**What is required:** Search the entries below for "suggestions". Report each line where it occurs.

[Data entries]

----------

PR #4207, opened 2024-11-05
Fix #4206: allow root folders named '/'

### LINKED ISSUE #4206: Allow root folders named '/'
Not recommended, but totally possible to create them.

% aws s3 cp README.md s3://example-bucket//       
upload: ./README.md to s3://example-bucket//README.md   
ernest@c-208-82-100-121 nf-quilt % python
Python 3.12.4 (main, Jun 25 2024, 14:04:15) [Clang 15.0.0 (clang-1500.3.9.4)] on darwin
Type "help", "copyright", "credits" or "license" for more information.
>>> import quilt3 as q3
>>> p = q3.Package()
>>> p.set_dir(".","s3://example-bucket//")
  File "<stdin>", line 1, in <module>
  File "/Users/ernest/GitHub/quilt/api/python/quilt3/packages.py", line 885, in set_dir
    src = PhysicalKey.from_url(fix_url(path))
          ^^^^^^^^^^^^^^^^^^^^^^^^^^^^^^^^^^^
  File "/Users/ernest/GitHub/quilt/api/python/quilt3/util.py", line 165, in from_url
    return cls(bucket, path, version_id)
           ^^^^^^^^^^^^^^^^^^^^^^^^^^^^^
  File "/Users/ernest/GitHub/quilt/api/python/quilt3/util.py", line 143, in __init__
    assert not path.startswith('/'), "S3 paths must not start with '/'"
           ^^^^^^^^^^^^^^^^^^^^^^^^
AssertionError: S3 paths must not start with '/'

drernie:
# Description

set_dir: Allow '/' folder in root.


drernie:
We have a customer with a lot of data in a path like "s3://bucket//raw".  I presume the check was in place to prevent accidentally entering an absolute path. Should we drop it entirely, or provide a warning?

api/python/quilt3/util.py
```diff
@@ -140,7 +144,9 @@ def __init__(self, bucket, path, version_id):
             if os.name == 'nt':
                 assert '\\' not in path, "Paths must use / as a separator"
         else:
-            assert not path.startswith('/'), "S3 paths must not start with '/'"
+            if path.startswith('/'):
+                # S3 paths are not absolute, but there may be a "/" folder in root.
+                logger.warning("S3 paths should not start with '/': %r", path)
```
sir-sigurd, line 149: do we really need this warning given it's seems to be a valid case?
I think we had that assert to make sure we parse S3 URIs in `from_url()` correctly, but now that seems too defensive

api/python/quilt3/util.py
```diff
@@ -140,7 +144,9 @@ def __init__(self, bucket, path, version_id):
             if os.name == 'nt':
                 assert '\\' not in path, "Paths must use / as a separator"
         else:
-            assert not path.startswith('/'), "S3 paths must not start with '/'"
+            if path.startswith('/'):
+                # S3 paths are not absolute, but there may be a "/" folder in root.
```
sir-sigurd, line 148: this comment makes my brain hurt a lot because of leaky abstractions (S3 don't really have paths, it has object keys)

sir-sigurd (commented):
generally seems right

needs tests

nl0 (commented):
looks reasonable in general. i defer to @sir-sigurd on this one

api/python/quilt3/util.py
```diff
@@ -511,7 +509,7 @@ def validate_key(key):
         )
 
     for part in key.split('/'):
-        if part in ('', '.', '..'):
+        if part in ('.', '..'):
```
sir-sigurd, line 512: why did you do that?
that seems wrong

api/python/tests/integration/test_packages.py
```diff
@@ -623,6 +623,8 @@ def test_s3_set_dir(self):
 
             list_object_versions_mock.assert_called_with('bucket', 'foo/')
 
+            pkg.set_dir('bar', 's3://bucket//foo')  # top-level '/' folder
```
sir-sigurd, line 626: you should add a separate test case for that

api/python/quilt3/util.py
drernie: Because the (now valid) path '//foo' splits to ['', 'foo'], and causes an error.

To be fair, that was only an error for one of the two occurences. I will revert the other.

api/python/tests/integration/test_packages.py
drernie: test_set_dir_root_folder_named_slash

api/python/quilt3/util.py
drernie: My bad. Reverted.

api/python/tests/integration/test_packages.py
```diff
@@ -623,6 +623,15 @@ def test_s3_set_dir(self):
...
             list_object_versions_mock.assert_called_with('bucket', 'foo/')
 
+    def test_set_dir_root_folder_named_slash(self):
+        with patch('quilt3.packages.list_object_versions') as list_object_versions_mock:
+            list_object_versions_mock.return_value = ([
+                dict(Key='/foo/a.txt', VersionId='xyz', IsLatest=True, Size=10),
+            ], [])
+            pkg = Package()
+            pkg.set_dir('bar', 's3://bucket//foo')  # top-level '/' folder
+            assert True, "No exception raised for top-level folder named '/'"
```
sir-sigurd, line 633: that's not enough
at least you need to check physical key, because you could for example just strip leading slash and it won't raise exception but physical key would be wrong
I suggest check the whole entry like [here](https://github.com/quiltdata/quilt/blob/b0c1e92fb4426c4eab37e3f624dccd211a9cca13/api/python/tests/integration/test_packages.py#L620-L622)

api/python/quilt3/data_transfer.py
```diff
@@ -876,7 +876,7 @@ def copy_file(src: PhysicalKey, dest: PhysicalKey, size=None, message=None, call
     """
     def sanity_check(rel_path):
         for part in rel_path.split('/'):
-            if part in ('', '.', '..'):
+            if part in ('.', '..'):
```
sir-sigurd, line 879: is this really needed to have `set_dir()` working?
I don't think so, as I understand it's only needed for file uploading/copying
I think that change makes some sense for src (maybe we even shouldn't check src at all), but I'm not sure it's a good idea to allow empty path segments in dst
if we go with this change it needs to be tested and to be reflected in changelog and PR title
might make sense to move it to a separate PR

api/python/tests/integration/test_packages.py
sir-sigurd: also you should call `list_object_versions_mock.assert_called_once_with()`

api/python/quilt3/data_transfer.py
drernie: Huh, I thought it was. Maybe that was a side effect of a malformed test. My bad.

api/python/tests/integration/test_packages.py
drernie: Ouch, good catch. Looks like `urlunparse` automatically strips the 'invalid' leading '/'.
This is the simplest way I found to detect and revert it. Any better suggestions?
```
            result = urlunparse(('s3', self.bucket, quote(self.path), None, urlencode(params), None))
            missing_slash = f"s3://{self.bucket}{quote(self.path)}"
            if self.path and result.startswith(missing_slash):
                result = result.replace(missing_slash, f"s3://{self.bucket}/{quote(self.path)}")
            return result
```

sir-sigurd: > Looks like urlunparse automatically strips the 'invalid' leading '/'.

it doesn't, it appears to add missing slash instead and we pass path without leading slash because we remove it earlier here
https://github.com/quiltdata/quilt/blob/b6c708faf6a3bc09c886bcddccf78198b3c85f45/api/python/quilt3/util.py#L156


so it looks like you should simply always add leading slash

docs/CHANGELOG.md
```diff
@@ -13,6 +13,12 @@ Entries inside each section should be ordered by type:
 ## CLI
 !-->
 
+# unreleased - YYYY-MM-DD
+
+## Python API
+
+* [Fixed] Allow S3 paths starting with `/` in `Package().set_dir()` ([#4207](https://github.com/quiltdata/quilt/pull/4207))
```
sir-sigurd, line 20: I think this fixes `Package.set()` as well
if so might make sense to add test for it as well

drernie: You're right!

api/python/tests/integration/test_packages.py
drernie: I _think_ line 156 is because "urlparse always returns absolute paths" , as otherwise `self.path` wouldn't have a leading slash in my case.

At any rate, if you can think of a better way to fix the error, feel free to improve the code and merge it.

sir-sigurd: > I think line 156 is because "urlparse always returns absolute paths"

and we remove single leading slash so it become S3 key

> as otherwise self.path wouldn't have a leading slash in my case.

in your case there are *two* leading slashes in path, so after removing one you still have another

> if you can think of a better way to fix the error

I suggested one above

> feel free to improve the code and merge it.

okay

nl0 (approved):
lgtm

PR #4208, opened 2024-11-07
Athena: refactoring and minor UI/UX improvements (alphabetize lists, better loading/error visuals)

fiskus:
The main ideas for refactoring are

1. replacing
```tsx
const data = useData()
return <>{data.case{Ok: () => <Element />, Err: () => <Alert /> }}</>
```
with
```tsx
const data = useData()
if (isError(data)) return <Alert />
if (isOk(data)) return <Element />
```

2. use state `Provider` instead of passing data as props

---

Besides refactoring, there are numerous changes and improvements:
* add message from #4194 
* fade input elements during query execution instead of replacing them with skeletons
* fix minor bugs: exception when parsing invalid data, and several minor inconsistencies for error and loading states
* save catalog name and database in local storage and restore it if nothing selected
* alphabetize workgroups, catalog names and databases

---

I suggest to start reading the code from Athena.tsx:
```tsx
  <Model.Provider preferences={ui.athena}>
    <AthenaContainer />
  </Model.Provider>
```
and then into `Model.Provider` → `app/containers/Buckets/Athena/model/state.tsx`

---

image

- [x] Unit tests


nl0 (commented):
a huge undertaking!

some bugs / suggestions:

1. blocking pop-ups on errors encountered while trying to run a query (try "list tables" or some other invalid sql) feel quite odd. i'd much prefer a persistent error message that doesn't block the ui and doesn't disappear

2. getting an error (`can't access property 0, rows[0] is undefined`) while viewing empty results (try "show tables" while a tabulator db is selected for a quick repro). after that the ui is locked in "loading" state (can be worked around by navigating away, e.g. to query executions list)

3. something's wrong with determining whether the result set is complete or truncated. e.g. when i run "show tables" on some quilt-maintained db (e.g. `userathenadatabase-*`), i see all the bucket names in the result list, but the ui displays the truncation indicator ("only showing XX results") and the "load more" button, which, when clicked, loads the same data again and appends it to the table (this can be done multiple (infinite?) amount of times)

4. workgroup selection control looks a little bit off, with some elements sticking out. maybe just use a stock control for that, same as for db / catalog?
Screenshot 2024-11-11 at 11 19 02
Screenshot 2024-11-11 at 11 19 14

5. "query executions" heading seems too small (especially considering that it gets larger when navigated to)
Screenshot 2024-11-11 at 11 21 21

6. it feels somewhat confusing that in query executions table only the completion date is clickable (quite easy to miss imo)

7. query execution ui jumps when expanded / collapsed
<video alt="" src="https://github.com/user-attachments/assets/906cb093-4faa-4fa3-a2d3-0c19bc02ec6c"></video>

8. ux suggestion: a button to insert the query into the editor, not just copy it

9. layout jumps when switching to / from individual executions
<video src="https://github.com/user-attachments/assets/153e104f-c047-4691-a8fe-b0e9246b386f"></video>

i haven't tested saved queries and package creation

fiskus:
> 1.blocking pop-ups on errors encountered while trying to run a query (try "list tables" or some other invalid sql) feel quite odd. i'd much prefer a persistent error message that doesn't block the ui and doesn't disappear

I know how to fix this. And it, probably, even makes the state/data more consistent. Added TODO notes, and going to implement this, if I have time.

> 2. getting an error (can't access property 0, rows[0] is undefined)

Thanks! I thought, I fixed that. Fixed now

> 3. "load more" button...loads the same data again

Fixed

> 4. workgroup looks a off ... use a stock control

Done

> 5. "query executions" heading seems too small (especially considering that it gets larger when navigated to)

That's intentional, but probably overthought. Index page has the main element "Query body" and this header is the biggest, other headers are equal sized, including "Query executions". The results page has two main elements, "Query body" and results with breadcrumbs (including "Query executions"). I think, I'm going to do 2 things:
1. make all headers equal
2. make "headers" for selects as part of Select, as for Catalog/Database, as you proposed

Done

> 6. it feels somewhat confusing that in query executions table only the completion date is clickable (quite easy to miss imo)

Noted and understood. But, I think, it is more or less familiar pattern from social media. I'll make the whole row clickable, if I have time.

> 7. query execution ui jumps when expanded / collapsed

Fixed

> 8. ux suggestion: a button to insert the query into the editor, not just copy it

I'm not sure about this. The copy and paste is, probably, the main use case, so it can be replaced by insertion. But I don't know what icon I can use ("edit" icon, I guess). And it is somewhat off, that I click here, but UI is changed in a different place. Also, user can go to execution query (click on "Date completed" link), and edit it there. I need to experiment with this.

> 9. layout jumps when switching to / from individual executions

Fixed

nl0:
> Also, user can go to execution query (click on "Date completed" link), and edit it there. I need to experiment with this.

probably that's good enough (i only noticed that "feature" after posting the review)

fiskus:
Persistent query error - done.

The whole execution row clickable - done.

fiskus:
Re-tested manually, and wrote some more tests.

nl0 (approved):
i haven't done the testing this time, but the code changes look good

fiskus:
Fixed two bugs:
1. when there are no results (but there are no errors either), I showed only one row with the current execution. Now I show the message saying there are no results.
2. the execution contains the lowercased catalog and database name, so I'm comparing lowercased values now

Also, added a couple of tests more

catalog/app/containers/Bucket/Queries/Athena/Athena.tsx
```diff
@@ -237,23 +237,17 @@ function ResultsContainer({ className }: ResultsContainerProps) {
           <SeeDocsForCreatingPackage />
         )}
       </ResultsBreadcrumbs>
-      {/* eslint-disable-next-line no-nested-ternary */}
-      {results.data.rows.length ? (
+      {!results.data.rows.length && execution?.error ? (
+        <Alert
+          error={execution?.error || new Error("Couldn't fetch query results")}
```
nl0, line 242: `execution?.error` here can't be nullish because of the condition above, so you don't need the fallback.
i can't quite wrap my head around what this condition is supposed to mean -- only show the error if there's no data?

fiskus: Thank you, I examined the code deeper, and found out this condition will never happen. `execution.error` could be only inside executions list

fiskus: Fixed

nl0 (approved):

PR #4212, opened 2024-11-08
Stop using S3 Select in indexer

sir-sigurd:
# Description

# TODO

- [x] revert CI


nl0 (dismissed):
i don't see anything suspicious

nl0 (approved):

----------

**Answer for the task:**
This is the simplest way I found to detect and revert it. Any better suggestions?
some bugs / suggestions:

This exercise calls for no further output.